WORK ORDER: Nothing after the line containing "also being rendered." belongs in the answer; write out exactly every line from the start of the material up to it, including it.

MATERIAL TO PROCESS:
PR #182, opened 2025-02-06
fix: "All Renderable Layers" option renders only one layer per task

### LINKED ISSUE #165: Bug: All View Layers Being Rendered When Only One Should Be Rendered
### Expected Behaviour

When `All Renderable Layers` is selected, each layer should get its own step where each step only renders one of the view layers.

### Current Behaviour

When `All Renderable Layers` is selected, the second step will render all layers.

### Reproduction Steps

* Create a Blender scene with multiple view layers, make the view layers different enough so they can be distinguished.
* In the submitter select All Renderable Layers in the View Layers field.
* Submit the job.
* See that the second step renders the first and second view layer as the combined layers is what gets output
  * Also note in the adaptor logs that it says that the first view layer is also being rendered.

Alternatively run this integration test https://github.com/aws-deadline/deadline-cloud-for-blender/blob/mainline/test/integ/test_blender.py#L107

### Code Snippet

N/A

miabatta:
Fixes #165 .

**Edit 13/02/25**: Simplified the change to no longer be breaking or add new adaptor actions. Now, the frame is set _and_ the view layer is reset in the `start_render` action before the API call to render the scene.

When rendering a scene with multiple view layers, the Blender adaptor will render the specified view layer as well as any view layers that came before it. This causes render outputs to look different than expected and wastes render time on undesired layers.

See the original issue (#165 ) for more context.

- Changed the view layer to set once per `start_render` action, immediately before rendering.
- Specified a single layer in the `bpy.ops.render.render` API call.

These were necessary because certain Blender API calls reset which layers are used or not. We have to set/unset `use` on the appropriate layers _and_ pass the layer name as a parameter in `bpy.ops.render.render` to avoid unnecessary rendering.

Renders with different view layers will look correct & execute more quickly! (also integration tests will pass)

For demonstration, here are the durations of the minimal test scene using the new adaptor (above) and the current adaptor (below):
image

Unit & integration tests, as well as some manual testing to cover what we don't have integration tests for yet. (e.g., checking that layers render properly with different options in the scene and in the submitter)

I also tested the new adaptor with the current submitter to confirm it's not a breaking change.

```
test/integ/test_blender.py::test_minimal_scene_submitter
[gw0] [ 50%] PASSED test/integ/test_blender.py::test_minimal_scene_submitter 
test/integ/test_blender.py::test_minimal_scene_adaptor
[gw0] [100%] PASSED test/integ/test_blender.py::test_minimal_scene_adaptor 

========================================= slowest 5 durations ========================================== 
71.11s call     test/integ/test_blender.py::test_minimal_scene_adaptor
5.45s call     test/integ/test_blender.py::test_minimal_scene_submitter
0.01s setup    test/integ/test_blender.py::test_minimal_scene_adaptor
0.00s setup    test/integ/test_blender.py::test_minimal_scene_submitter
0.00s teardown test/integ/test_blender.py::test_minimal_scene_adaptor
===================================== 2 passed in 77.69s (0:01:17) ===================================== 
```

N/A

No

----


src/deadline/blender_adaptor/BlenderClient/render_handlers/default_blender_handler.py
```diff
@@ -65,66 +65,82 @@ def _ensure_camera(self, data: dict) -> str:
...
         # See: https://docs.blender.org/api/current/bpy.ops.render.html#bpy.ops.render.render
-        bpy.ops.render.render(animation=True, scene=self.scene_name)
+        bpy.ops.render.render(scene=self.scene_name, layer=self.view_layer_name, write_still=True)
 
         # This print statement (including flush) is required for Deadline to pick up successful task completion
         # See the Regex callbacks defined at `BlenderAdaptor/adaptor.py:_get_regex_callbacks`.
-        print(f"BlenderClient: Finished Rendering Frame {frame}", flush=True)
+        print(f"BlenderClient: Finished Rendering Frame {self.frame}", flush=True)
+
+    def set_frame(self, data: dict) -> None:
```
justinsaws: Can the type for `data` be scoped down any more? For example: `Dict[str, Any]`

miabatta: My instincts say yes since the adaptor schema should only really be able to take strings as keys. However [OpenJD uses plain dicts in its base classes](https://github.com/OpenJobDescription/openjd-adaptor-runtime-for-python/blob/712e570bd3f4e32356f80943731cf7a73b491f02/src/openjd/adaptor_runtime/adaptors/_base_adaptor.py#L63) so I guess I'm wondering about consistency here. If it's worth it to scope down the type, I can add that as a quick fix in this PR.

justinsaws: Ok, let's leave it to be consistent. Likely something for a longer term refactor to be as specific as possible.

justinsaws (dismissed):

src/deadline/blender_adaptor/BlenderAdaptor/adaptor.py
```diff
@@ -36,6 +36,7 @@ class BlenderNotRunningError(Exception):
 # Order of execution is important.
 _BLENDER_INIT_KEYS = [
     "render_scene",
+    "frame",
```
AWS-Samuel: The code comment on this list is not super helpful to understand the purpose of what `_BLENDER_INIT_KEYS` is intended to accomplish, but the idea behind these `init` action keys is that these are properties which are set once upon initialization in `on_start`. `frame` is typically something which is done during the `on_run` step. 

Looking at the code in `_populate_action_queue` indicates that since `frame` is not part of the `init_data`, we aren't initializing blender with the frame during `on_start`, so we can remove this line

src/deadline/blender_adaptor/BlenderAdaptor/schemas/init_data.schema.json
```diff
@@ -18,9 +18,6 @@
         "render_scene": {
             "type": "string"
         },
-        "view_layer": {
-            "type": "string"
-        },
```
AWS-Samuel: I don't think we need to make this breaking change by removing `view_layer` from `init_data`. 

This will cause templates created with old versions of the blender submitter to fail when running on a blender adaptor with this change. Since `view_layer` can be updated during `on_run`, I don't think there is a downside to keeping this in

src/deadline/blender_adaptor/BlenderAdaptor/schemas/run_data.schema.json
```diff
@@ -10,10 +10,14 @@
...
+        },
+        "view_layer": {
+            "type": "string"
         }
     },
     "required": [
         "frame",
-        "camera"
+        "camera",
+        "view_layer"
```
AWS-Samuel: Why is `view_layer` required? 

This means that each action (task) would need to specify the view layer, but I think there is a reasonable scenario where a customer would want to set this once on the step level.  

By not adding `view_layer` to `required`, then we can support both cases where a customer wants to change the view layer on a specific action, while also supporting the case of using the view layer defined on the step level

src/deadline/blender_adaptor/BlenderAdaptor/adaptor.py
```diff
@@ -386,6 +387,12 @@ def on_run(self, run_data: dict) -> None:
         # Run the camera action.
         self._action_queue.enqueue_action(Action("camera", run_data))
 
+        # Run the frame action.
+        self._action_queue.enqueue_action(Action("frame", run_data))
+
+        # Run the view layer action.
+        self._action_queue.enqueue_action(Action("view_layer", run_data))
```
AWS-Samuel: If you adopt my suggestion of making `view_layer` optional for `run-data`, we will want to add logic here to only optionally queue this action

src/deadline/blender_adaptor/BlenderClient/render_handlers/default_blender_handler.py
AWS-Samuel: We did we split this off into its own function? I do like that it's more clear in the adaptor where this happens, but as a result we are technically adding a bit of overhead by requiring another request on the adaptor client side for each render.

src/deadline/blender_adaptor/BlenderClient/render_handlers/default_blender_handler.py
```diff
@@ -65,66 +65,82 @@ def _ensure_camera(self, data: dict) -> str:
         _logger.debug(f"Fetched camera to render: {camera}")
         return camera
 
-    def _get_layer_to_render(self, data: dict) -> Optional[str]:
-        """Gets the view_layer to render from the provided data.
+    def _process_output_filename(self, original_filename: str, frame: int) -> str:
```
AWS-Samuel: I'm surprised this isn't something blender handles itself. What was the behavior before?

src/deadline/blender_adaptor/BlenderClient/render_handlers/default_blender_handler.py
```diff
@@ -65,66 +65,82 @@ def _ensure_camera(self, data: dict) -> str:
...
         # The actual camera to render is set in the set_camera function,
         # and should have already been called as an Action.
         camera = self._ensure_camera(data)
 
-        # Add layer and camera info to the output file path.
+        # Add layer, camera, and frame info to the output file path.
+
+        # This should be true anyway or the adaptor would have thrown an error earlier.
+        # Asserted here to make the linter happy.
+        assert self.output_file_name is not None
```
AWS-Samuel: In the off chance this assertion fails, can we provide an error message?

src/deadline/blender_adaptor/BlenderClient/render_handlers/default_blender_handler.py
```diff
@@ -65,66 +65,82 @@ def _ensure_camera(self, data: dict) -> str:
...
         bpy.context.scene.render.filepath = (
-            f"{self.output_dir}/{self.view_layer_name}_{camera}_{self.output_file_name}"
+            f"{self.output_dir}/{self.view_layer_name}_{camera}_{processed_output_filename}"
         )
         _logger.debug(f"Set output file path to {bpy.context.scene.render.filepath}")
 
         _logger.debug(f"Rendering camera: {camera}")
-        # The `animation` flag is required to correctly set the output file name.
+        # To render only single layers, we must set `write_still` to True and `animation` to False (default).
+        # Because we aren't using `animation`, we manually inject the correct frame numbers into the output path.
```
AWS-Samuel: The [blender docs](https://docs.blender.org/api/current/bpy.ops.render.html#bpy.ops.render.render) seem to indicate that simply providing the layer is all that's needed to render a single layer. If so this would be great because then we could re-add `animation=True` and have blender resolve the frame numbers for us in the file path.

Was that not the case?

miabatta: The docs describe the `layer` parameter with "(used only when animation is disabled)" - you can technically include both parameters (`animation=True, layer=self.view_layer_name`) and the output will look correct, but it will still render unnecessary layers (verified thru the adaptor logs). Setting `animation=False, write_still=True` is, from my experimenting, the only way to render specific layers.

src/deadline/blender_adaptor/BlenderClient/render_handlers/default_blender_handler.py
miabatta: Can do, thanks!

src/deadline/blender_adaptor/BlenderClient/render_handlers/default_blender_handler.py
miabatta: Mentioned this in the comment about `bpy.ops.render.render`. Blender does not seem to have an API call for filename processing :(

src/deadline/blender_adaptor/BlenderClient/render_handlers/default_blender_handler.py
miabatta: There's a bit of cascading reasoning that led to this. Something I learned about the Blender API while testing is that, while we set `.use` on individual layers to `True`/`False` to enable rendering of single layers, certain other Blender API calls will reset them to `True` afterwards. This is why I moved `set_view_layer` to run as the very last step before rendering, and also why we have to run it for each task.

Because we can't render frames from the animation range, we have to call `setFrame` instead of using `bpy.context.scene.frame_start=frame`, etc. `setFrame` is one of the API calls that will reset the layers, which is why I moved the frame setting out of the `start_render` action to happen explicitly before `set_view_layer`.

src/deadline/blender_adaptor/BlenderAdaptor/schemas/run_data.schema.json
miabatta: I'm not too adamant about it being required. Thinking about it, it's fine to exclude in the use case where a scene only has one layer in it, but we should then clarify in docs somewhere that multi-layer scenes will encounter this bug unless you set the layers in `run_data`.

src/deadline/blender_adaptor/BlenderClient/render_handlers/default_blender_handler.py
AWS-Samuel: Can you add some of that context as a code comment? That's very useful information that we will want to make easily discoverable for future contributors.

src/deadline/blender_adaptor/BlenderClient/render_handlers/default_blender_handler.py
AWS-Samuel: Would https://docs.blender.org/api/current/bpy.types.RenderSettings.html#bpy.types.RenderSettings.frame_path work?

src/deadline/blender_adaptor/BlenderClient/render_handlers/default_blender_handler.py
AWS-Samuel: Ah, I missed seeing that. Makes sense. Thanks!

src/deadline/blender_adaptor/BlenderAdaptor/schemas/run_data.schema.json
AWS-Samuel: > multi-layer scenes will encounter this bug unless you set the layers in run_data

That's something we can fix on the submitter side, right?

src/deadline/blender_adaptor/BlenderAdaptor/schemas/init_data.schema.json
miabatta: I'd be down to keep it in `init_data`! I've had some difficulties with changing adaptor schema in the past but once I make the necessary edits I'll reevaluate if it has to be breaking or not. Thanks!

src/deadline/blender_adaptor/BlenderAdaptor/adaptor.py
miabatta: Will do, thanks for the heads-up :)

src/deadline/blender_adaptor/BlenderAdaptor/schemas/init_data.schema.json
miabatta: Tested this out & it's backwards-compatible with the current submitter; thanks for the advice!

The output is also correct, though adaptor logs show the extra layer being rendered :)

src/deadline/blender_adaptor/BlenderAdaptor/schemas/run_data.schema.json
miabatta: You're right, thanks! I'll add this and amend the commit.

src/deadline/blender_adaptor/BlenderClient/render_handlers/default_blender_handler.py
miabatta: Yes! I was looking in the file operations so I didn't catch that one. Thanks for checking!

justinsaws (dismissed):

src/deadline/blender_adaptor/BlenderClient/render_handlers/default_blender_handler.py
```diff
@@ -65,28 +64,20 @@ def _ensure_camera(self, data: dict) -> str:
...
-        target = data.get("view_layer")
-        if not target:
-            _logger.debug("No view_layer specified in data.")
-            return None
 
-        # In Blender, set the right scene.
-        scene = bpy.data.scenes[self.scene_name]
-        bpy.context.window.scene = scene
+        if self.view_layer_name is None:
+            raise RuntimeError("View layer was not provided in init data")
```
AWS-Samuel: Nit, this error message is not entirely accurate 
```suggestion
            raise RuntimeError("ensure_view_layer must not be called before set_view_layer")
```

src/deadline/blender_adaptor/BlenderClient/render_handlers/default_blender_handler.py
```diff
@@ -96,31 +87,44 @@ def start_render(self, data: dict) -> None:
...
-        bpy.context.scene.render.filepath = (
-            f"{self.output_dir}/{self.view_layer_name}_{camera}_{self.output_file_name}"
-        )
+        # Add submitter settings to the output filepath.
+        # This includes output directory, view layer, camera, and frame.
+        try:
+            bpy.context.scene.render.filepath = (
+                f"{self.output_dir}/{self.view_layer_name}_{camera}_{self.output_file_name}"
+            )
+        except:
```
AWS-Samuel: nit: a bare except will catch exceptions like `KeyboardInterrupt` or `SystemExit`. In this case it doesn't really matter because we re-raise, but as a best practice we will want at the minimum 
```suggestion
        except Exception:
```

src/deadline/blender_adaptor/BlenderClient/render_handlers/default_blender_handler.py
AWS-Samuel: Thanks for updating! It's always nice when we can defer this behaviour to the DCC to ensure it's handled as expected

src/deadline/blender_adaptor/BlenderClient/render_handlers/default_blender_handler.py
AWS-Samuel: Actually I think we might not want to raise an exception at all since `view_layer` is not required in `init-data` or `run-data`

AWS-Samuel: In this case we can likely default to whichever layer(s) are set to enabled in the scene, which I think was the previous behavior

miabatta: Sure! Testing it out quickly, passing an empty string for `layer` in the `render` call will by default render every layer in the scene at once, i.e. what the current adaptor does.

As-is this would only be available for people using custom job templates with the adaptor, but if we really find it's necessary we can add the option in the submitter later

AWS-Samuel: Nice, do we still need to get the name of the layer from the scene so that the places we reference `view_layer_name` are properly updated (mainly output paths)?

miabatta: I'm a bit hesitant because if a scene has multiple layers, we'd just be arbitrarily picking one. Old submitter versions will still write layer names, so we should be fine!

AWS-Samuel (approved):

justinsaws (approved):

SOLUTION:
PR #182, opened 2025-02-06
fix: "All Renderable Layers" option renders only one layer per task

### LINKED ISSUE #165: Bug: All View Layers Being Rendered When Only One Should Be Rendered
### Expected Behaviour

When `All Renderable Layers` is selected, each layer should get its own step where each step only renders one of the view layers.

### Current Behaviour

When `All Renderable Layers` is selected, the second step will render all layers.

### Reproduction Steps

* Create a Blender scene with multiple view layers, make the view layers different enough so they can be distinguished.
* In the submitter select All Renderable Layers in the View Layers field.
* Submit the job.
* See that the second step renders the first and second view layer as the combined layers is what gets output
  * Also note in the adaptor logs that it says that the first view layer is also being rendered.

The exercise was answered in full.